[Required work]
Determine how many lines of the data below contain "TMapIntoValue", then give only that number.

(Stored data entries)
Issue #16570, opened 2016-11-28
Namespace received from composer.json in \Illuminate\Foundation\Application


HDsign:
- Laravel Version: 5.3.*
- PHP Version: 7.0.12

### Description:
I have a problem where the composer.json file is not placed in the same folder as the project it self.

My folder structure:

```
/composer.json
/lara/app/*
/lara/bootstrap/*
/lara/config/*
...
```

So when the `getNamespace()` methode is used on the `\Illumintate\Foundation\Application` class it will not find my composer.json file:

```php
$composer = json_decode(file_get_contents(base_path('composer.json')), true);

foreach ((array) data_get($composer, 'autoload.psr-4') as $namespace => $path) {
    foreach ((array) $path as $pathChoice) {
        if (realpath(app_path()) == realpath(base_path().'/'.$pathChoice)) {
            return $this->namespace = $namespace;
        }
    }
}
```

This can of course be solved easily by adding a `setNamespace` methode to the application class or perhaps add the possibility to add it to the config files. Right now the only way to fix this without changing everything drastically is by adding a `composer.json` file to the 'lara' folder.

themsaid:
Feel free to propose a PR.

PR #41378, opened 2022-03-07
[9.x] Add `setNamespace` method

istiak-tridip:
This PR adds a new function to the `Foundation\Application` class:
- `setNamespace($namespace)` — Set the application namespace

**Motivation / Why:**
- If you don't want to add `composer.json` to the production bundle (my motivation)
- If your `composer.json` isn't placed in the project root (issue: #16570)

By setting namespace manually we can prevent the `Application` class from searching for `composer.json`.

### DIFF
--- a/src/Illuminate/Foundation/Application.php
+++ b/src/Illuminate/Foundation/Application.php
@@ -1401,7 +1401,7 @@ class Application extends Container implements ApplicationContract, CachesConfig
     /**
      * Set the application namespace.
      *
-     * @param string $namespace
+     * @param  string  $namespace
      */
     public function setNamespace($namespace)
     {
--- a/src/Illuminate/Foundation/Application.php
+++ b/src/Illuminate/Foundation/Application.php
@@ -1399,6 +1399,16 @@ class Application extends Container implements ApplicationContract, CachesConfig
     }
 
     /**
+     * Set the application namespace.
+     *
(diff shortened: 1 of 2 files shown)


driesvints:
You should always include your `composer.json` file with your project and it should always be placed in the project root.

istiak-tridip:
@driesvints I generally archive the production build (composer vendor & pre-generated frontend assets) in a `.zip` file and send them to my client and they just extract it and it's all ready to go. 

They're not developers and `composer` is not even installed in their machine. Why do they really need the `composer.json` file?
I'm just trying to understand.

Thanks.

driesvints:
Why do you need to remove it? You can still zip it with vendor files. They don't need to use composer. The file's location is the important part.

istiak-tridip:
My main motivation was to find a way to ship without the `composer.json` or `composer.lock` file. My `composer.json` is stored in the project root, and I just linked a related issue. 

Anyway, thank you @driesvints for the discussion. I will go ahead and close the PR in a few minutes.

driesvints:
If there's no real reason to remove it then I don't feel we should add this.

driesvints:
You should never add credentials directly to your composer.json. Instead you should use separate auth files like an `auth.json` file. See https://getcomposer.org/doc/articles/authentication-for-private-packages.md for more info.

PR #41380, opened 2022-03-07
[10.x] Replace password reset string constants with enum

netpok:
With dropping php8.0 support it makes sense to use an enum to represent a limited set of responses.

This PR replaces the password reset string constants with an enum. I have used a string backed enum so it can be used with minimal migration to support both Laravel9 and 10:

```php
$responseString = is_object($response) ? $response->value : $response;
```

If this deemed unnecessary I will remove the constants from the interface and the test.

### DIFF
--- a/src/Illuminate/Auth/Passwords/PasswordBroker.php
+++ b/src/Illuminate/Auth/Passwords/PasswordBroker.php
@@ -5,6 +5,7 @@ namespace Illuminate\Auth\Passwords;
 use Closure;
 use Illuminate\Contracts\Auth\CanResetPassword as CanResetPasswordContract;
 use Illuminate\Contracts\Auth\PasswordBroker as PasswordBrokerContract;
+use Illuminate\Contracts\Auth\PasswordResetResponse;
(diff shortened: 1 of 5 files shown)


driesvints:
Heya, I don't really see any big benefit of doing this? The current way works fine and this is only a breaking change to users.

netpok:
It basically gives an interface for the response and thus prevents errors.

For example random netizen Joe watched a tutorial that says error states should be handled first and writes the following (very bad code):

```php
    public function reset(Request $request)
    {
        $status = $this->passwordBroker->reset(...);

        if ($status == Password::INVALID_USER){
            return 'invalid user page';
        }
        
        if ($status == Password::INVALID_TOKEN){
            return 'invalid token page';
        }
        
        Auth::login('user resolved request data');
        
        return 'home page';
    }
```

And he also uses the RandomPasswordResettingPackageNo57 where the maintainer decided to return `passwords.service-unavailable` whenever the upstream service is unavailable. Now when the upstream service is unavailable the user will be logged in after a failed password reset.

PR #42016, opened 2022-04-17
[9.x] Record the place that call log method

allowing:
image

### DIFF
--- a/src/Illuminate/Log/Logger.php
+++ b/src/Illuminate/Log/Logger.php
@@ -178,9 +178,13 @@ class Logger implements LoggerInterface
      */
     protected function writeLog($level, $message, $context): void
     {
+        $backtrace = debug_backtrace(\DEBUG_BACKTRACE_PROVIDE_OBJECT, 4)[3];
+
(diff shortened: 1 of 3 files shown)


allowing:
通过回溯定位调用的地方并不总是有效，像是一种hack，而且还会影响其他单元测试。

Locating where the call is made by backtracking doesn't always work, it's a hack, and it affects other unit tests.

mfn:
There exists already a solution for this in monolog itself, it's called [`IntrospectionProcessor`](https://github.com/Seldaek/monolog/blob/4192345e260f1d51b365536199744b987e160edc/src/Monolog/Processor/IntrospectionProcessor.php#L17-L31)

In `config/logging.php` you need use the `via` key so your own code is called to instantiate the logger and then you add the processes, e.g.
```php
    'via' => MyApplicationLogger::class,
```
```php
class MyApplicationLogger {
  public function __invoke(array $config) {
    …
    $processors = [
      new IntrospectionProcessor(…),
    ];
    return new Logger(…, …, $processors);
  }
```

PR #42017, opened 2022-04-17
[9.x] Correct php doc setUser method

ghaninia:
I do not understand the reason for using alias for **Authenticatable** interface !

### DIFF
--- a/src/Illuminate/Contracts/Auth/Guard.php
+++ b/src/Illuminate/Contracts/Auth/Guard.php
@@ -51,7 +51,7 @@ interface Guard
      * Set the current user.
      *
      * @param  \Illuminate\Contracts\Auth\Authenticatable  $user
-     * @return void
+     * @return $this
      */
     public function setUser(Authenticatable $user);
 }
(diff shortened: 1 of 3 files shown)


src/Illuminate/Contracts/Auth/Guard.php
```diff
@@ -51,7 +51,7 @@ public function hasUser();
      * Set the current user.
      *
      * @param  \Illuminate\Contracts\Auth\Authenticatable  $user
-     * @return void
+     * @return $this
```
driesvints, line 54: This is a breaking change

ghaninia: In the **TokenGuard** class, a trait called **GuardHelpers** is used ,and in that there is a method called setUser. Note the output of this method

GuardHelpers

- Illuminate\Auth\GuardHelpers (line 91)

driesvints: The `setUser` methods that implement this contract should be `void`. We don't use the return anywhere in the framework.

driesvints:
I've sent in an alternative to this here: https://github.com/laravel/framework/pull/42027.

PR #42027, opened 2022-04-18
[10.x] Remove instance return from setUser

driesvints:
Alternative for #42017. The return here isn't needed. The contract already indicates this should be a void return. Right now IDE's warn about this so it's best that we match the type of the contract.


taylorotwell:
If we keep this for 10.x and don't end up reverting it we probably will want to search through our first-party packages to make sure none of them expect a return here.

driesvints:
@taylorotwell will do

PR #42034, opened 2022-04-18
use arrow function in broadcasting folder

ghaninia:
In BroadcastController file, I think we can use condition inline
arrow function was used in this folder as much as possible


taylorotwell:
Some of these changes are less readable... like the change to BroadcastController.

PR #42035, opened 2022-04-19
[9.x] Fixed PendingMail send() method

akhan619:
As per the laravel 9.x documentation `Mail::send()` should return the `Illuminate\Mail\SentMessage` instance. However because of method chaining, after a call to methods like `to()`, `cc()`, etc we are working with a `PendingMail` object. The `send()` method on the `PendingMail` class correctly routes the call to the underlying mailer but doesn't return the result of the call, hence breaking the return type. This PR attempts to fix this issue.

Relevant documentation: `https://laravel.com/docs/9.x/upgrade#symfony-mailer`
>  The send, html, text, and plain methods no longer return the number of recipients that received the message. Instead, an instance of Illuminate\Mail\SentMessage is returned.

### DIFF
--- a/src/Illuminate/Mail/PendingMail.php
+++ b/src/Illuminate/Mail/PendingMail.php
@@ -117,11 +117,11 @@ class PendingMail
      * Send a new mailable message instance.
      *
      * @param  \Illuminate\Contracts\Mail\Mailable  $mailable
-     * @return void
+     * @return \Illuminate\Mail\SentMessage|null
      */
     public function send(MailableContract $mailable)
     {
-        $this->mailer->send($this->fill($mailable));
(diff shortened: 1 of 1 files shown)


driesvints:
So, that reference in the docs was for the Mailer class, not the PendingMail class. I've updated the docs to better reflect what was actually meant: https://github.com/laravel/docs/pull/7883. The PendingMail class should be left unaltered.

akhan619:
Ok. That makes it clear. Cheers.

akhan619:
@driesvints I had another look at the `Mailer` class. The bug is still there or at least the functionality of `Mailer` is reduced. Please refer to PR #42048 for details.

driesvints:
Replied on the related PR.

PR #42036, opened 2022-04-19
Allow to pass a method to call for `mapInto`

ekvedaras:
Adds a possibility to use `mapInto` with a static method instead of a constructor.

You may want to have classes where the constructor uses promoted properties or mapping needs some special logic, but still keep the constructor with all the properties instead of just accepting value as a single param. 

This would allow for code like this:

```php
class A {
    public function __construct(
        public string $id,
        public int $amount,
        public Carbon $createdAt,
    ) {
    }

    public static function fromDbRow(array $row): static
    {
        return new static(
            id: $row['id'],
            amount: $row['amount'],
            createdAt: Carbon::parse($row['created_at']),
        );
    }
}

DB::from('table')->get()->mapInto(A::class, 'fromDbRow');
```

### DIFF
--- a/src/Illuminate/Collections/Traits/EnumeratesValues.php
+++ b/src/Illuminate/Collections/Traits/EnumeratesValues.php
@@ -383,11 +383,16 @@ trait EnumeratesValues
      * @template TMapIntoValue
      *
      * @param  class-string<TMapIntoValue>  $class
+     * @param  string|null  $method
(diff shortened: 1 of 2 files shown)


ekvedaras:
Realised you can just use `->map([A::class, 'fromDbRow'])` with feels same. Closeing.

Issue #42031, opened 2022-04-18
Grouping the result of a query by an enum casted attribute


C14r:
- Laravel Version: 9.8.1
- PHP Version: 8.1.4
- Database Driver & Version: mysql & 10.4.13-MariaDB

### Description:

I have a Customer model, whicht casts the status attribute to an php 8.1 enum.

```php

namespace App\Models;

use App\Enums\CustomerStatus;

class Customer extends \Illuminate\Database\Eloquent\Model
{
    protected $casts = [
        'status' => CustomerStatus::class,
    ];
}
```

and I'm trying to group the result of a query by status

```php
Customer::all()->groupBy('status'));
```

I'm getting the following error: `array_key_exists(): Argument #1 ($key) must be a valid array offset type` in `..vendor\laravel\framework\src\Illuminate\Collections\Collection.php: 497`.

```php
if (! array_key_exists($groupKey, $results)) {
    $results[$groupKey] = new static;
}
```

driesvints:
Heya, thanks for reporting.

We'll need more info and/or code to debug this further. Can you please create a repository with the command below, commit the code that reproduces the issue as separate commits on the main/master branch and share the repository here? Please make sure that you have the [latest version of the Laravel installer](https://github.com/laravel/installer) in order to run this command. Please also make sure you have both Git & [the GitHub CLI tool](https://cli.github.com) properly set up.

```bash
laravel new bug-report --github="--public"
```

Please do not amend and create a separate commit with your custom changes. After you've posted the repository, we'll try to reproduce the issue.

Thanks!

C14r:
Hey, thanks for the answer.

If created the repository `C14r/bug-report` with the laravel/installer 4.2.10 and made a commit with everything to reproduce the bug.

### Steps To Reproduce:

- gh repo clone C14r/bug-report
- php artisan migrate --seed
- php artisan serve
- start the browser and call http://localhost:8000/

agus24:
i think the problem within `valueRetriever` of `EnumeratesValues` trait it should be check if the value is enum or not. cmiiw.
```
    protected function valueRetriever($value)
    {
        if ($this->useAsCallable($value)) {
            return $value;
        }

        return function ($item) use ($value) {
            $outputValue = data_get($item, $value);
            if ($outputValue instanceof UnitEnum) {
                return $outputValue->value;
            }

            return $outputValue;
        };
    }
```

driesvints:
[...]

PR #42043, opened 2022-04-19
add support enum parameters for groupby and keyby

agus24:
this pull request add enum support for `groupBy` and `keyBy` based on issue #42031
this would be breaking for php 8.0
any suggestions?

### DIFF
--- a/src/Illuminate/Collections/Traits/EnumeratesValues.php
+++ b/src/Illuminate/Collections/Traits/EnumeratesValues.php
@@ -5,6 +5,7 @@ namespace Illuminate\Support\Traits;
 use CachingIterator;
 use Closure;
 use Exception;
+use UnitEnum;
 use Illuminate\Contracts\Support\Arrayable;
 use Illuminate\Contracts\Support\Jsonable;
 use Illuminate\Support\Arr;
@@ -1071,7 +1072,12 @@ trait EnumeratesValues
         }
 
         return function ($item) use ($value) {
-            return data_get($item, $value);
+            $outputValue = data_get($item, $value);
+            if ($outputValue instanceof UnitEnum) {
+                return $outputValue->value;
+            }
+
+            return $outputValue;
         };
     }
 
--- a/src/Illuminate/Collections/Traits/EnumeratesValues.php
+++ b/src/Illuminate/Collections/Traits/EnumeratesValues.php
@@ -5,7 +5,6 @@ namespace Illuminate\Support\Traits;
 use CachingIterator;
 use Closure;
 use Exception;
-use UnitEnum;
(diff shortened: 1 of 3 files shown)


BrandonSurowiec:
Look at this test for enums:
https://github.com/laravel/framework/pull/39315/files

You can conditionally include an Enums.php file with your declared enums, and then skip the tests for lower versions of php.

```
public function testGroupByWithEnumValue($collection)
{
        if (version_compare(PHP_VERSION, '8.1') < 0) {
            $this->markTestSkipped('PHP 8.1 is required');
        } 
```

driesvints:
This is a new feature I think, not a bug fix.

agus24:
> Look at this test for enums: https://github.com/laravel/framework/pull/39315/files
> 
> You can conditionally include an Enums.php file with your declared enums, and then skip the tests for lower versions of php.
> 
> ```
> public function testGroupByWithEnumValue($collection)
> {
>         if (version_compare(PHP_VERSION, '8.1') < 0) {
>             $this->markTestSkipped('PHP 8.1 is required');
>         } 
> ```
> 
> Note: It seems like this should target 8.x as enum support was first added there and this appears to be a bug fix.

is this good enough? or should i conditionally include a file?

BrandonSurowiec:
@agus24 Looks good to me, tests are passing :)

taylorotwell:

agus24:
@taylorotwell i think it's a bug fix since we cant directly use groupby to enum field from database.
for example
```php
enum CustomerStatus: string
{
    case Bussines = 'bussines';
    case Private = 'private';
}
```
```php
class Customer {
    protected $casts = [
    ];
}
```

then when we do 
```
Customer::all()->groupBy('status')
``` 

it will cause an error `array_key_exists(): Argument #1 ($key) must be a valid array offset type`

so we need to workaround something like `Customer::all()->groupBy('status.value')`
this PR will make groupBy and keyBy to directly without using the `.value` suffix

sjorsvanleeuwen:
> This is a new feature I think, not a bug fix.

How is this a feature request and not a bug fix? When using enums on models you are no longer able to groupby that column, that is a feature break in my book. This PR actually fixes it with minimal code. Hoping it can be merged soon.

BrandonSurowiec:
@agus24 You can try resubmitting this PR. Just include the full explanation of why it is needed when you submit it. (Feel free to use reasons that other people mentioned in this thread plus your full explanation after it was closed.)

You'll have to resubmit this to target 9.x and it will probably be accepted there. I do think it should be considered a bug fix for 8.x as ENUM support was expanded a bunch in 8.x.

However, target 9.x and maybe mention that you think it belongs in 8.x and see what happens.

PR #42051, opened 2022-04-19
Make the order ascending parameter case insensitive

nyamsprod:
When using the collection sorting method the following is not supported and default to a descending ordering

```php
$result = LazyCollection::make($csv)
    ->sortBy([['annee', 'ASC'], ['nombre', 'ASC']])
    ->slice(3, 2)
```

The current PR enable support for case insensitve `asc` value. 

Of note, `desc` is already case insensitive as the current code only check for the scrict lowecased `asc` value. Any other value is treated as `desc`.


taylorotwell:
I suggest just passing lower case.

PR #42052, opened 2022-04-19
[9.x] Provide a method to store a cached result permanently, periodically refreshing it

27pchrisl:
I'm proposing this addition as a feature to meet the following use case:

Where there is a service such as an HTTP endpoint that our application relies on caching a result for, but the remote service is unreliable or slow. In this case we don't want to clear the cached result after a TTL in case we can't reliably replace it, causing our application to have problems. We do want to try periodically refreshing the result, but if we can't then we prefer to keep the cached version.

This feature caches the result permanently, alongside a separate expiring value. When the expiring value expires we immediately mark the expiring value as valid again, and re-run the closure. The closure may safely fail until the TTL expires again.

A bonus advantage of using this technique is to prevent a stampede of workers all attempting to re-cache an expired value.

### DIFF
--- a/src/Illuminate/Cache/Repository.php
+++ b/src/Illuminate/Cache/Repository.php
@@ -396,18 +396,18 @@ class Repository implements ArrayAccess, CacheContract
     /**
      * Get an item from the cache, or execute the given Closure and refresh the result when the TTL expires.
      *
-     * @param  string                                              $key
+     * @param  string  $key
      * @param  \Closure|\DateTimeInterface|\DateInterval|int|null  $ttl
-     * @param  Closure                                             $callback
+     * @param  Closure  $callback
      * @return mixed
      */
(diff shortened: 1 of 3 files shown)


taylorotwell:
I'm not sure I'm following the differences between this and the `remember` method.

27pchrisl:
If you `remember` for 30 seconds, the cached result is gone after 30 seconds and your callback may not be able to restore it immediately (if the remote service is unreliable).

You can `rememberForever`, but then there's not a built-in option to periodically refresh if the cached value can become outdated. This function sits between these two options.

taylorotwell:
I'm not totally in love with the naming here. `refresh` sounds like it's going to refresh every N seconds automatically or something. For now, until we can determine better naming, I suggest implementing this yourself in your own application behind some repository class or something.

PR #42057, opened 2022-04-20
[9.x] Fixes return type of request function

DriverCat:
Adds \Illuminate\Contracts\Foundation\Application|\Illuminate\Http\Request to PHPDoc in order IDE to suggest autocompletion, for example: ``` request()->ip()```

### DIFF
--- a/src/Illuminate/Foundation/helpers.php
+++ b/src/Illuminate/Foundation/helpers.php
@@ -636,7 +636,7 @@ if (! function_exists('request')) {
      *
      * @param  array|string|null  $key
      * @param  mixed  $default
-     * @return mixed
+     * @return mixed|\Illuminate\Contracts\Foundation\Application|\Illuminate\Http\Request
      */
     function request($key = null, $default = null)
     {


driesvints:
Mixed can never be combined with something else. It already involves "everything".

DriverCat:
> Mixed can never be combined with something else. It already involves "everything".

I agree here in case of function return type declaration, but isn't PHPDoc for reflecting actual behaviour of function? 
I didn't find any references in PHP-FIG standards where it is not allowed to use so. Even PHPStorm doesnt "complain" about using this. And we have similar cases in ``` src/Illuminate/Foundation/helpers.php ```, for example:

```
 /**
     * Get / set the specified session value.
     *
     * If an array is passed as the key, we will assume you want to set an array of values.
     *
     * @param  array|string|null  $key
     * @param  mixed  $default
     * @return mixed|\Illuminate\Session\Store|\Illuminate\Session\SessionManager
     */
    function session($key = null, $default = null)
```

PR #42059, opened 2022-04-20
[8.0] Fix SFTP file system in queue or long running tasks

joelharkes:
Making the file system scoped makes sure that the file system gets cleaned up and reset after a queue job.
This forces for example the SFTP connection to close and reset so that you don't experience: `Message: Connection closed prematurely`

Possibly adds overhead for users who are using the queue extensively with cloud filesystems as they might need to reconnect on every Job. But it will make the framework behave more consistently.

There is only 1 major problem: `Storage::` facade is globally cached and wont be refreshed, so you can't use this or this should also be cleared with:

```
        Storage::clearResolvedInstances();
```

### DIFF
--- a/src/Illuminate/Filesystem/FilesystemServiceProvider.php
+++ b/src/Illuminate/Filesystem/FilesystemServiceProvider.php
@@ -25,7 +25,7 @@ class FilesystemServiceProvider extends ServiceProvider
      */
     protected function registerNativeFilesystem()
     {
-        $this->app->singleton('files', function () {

[Written answer]
2